只是這藤條十分粗壯,它們盤根錯節爬在墻壁,構成了一副十分抽象的畫作。
從墻壁延伸到穹頂的枝條仿佛潔白的穹頂給它們渡上的一層玉色,從此前的淺綠變成了潔白的顏色。
它們在空中垂落下來,其上開滿了菟絲花。
只在頂端垂落到其下一個玉石祭臺設置供禮的托盤之上,綴著五顆潔白如玉的菟絲果。
兩顆在中心小巧地依偎著,外圍三顆大一些的如守衛一般守護。
單只是這么看著,這菟絲果毫無靈潤,看起來不過是普通凡果而已。
但是這個結構讓顧長夏想起來之前那神島秘境之中,她奪取鑰匙時,那四朵粉色花朵的布置與眼前所見居然有異曲同工之妙。
她不覺看向大師兄。
這次他是否也想到其中一枚菟絲果
大師兄看她一眼,美麗紅潮涌上臉頰,輕輕點了點頭。
之前那粉色花朵的作用到底是什么,因為忙著給師尊他們拔除鬼氣,她一時忘了問大師兄。
此時當然顧不得這些。
顧長夏發覺,之前與大師兄爭奪粉色花朵的三人已經開始行動。
連瑭繞著蓮池去了左側,在懸空的能容納一人站立的石壁窗口站立。
容飛度和宋寒云則繞道蓮池右側,也是分別站立一處窗口。
花無容他們這四大護法倒仍舊站于進門入口的平臺,看那個站位,應該是要干擾她跟大師兄奪寶。

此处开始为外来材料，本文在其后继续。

PR #16, opened 2019-06-20
For solving the multi block non healing bug

e-aakash:
https://github.com/Terasology/Health/pull/12 rebased on master.
Added some loggers for finding whats going wrong

How to test:
1. Start a game with BSG and Health module.
2. Hit many blocks consecutively.
3. See that all of them regenerate, and not any gets "stuck" in damaged state.


Cervator:
Tests out! Ran all the unit tests, tried BSG in both single player and multiplayer, everything seems to be working. Nicely done :-)

One observation, which I actually favor, at least personally: regeneration seems a little erratic in timing, which I think adds a bit of spice instead of mechanical on-the-dot accuracy. Can see if you damage a large area of blocks in a row or if you heavily damage a player then wait and time how fast each half-heart returns.

PR #17, opened 2019-06-22
Add javadoc to restore events and RestorationAuthoritySystem

e-aakash:
No major code changes

### DIFF
--- a/src/main/java/org/terasology/logic/health/RestorationAuthoritySystem.java
+++ b/src/main/java/org/terasology/logic/health/RestorationAuthoritySystem.java
@@ -28,6 +28,17 @@ import org.terasology.logic.health.event.OnRestoredEvent;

只有容星衡興致缺缺地涼笑了一聲,病歪歪地靠在門邊看向外側的桐花,顯得尤其輕松自在。
“我幫你一次如何”
看似不想參與這場爭奪,他卻如此暗語過來。
“什么意思”顧長夏神識問他。
“一會你自然就知道了。不過,加上這回人情,除了替我治病,你還得給我祛除鬼氣是否成交”
容星衡這話,顧長夏沒遲疑就答應了。
她喜歡這種二五仔。
不過也不全信這小子,與大師兄對視一眼,她便轉向他身后,面向花無容他們。
聶無心氣得精致額角攀上青筋。
“你以為憑你一人,能阻擋得了我們”
“不試試怎么知道”對打斗這種事,說實話她并不擅長,一直忙著修習醫術,沒顧得上這些。之前都是憑著勇氣闖秘境而已。
不過大師兄說無妨,他如此篤定,應該沒事。
她只需要擋住這四人幾招便是。
雖然沒什么把握,但此時此刻
她不覺看一眼花無容。雖然上一回在秘境那顆解毒丸就是在試探和挑撥離間,但她期望花無容能夠投桃報李
花無容漂亮的桃花眼微閃,微微垂下了眼眸。潮紅之色,卻漸漸攀上她冶艷俊秀的臉盤。
聶無心見此,不由得痛心疾首起來,對花無容憤憤不平地道。
“一會打起來,你不許再給這女人放水”
此話引起了蕭無情和江無艷的共鳴,他們都看向花無容。
花無容臉頰微扭了扭,似不愿被如此拆穿,眉梢閃過狠辣之色,他垂眸點頭。
聶無心根本不信他。“罷了,也不指望你,你只要不胳膊肘往外拐就行。”
這話蕭無情狠狠地點頭了,江無艷似乎有些想笑,但是板著臉憋住了。